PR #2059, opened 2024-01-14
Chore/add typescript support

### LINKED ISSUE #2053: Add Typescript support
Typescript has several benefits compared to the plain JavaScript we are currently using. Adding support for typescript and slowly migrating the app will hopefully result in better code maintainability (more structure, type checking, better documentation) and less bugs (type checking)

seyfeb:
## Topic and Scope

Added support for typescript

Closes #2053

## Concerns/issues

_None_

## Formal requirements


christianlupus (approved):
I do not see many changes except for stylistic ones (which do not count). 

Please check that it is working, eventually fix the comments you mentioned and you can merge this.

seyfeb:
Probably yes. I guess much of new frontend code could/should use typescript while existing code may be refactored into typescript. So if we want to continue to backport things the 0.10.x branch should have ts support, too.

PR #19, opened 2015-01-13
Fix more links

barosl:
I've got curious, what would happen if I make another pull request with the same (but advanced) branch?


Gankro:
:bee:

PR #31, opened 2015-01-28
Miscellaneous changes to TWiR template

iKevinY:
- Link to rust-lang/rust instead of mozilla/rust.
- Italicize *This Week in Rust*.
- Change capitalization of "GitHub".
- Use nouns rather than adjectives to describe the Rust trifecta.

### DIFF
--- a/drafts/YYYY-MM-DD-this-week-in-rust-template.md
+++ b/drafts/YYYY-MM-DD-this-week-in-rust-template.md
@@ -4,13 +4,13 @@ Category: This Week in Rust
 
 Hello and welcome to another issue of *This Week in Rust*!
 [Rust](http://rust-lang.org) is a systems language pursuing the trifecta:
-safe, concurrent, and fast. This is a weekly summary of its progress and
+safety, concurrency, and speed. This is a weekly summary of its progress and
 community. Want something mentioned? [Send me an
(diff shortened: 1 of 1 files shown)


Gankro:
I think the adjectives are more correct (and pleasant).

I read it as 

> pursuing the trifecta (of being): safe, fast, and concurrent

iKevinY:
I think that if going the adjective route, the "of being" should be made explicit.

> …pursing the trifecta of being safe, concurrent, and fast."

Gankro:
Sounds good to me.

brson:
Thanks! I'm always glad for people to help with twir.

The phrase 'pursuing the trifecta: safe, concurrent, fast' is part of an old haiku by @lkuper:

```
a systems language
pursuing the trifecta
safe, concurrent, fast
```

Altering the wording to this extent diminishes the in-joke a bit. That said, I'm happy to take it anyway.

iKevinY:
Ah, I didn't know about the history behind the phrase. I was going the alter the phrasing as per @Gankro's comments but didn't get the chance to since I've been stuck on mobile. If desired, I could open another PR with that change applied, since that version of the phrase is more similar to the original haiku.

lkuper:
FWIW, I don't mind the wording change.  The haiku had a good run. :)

- [TASK DETAILS]: From the preceding records, count the lines where "haiku" occurs and reply with the number only.

- [TASK RESPONSE]: 3